Masonry students learning skills for success
|The ninth annual Ohio High School Masonry Competition was held March 28 at Buchtel Community Learning Center with eight area high schools participating. A group of students in the competition is pictured above.|
|Norton High School masonry program senior Mike Witzberger is shown completing his project for the competition.|
|Buchtel Community Learning Center masonry program senior Lenier Hawthorne is shown above working on his brick-laying skills.|
|Photos: Maria Lindsay|
According to APS officials, the masonry program, started in 1999 by teacher John Vance, has been struggling to survive in recent years due to low enrollment, but APS officials are hoping to generate interest and grow the program. It recently got a boost when Matt Simpson, a 2001 graduate of the program that was once offered at Central-Hower High School, was hired to teach it at Buchtel CLC this year, according to APS officials.
Simpson, who just received the Ohio Teacher of the Year in Career Education award, said he applied for the job when he heard the masonry program was going to be canceled because district officials could not find someone to replace Vance, who was retiring.
“I decided to apply for the job because I wanted to give back to the program that gave me a career,” he said. “This program is for those not interested in going to college, at least immediately, but wanting something that will support a family.”

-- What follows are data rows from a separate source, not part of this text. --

Issue #3500, opened 2024-08-25
DX improvement: Support `yield*` in even more places: Fibers, Deferreds, ...


schickling:
### What is the problem this feature would solve?

Using the Effect generator syntax is really nice as some data types are "yieldable" however even more data types could be yieldable.

### What is the feature you are proposing to solve the problem?

DX improvement: Support `yield*` in even more places: Fibers, Deferreds, ...

mikearnaldi:
clarification: make Fiber, Ref, Deferred, etc subtypes of Effect

KhraksMamtsov:
@mikearnaldi , What subtype should `Fiber` be?
|||semantic|
|--|--|--|
| `Fiber<A, E>` | `Effect<A, E>` | `Fiber.join`
| `Fiber<A, E>` | `Effect<Exit<A, E>>` | `Fiber.await`

```typescript
// Fiber.join semantic
const value = yield* joinFiber
// Fiber.await
const exit = yield* awaitFiber 
const value = yield* exit
```
the first case can be expressed by the second one , but not vice versa

KhraksMamtsov:
Are there any other entities that can be affected? Resource, Pool, PubSub? or is there no need for it yet?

Simpson said he went straight from the program to work for Medina Glass Block for 12 years and has traveled all over the United States. He also said he wanted to help other students who are not interested in college find the kind of success he did.
“I enjoyed working with my hands, and I fell in love with the program from day one,” he said. “I understood that this was my opportunity to be able to provide for myself in the real world.”
He is now taking college classes to earn a Career and Technical Education endorsement while teaching the two-year APS masonry program. Currently, it has seven juniors and five seniors, and Simpson is hoping to grow it through exposure. The program offers a half-day of academics and a half-day of learning skills such as how to lay brick, block, stone and glass block using concrete, and how to read blueprints and use tools.
One way Simpson is exposing the program to other students and parents is to showcase students’ skills through the ninth annual Ohio High School Masonry Competition, which took place March 28 at Buchtel.
“The competition is an incentive for the students and offers relevance for the work they are doing in class,” said Simpson.
The competition drew 26 masonry students from eight area schools, including Buchtel and Norton High School from the West Side Leader coverage area. High school juniors in the program were required to build a composite wall of brick and cinderblock, and seniors had to build a corner rack-back lead in about three hours.
A panel of about 20 industry professionals judged the finished projects, while students in the competition enjoyed lunch created by Buchtel’s restaurant and heard speakers from the industry talk about jobs.
Buchtel’s Darnell Hubbard, who won first place in the junior masonry competition, was the only local winner in the masonry competition, according to Simpson.
Norton High School masonry teacher Don Begert said the masonry program is needed, and there are 25 juniors and seniors enrolled at Norton High School.
“The average age in the industry is 55,” he said. “We are going to need workers to replace them when they retire.”
Simpson added the average mason earned almost $47,000 in 2010, compared to $38,000 for construction workers. He said employment for masons is projected to grow 40 percent through 2020.
Lenier Hawthorne Sr., father of Lenier Hawthorne, a senior in the Buchtel program, said his son enjoys the program and “talks about the class and the teacher all the time.”
Cheryle and Scott Witzberger, parents of Mike Witzberger, a senior in the Norton program, said both their sons participated in the program. Scott Witzberger added his older son, Jeff, works in the field part-time while he studies civil engineering at The University of Akron.
“I think this program is great,” said Scott Witzberger. “They should have more of these kinds of programs. The advantage is that it offers a backup for a job if college does not work out or until they know what they want to do.”